PR #11734, opened 2023-07-06
tests: net: lib: nrf_cloud: add fota_common tests

jayteemo:
Add test suite for nrf_cloud_fota_common.c.
IRIS-4790


tests/subsys/net/lib/nrf_cloud/fota_common/src/main.c
```diff
@@ -0,0 +1,716 @@
...
+	zassert_equal(IS_ENABLED(CONFIG_NRF_MODEM), ret, MDM_DELTA_ASSERT_STR);
+
+	ret = nrf_cloud_fota_is_type_enabled(NRF_CLOUD_FOTA_MODEM_FULL);
+	zassert_equal(IS_ENABLED(CONFIG_NRF_CLOUD_FOTA_FULL_MODEM_UPDATE) &&
+		      IS_ENABLED(CONFIG_NRF_MODEM),
+		      ret,
+		      FMFU_ASSERT_STR);
+
+	ret = nrf_cloud_fota_is_type_enabled(NRF_CLOUD_FOTA_TYPE__INVALID);
+	zassert_false(ret, "return should be false when invalid FOTA type is provided");
```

==*==

Filter the records down to the lines that contain the string "tests", and copy those lines.

tests: net: lib: nrf_cloud: add fota_common tests
tests/subsys/net/lib/nrf_cloud/fota_common/src/main.c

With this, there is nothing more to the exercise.